Последние две недели Олмэйр с головой ушел в приготовления; он как сомнамбула расхаживал среди своих рабочих и невольников; это был какой-то сон наяву; чисто практические подробности оборудования лодок перемешивались в этом сне с яркими грезами о неслыханном богатстве; настоящие невзгоды — грязь и зловоние речного берега, зной — отступали перед лучезарным видением будущей роскоши. Они будут жить в роскоши, и он, и Найна.

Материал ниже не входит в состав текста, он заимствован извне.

PR #14682, opened 2024-10-14
docs: install options -> uninstall options

DriesDeMaeseneer:
### What does this PR try to resolve?

Fixed a typo in the cargo-uninstall.md documentation file.

PR #14686, opened 2024-10-14
chore: switch to ECR Public from Docker Hub

weihanglo:

We're hitting this hard.

```
[internal] load metadata for docker.io/library/httpd:2.4-alpine
ERROR: failed to copy: httpReadSeeker:
failed open: unexpected status code https://registry-1.docker.io/v2/library/httpd/manifests/sha256:66c49302c02430619abb84240a438bcfc083015661009fcaaeaac931450f62cd:
  429 Too Many Requests - Server message: toomanyrequests:
You have reached your pull rate limit.
You may increase the limit by authenticating and upgrading:
https://www.docker.com/increase-rate-limit
```

And the rate limit seems quite easy to hit.

> The rate limits of 100 container image requests per six hours for
> anonymous usage, > and 200 container image requests per six hours
> for free Docker accounts are now in effect. Image requests exceeding
> these limits will be denied until the six hour window elapses.

This PR switches to Amazon ECR public, and alternative image registry,
to unblock us from the rate limit of the official Docker registry.

Both of the two images are verified and uploaded by Docker

* https://gallery.ecr.aws/docker/library/alpine
* https://gallery.ecr.aws/docker/library/httpd

See also https://gallery.ecr.aws/

### DIFF
--- a/crates/cargo-test-support/containers/apache/Dockerfile
+++ b/crates/cargo-test-support/containers/apache/Dockerfile
@@ -1,4 +1,4 @@
-FROM httpd:2.4-alpine
+FROM public.ecr.aws/docker/library/httpd:2.4-alpine
 
 RUN apk add --no-cache git git-daemon openssl
 
--- a/crates/cargo-test-support/containers/sshd/Dockerfile
+++ b/crates/cargo-test-support/containers/sshd/Dockerfile
@@ -1,4 +1,4 @@
-FROM alpine:3.20
+FROM public.ecr.aws/docker/library/alpine:3.20
 
 RUN apk add --no-cache openssh git
 RUN ssh-keygen -A


sourcefrog:
Just a thought: arguably we should switch to Azure's registry instead, since GitHub workers probably run on Azure? (I'm not totally sure they have public mirrors of this but it seems like they would?)

sourcefrog:
.. In a bit of searching I can't find public mirrors like this on Azure. 

Within GH itself, there is https://github.com/linuxcontainers/alpine/pkgs/container/alpine but I don't think this includes Apache and I'm not sure it should be equally trusted.

weihanglo:
Seems like we have recovered from the rate limit: <https://github.com/rust-lang/cargo/pull/14682#issuecomment-2412539891>. I am fine with either closing or merging this.

weihanglo:
> .. In a bit of searching I can't find public mirrors like this on Azure.

Neither can I find Azure equivalent. And nothing in <https://github.com/orgs/apache/packages> nor <https://github.com/orgs/alpinelinux/packages> 😞.

ehuss:
I opened https://github.com/rust-lang/infra-team/issues/176 to figure out what we should do here.

weihanglo:
Going to close in favor of the discussion <https://github.com/rust-lang/infra-team/issues/176>.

Найну он почти не видел в эти дни, хотя любимая дочь все время занимала его мысли. На Дэйна он не обращал внимания, — постоянное присутствие молодого купца в его доме казалось ему совершенно естественным с тех пор, как их связывал между собой общий интерес. Встречая молодого вождя, он рассеянно приветствовал его и шел дальше, словно избегая его, словно пытаясь забыть ненавистную явь. Он уходил в работу или давал своей фантазии возноситься над вершинами деревьев и вместе с большими белыми облаками улетать на запад, туда, где европейский рай ожидает будущего восточного креза. Марула, со своей стороны, тоже не искал общества белого человека с тех пор, как условие было заключено и им не о чем больше было толковать. Впрочем, это не мешало ему постоянно вертеться в доме, но он никогда подолгу не оставался на берегу реки. При своих ежедневных посещениях малайский вождь предпочитал незаметно проходить через средний коридор в сад, где под кухонным навесом пылал огонь, а миссис Олмэйр зорко наблюдала за висевшим котлом. Дэйн избегал этого навеса, где постоянно валил черный дым и щебетали нежные женские голоса. Он сворачивал влево, где на опушке банановой рощицы группа пальм и манговых деревьев образовала тенистый уголок; разбросанные кругом кусты заслоняли его от остального мира; только болтовня служанок да изредка взрыв смеха проникали в этот уголок.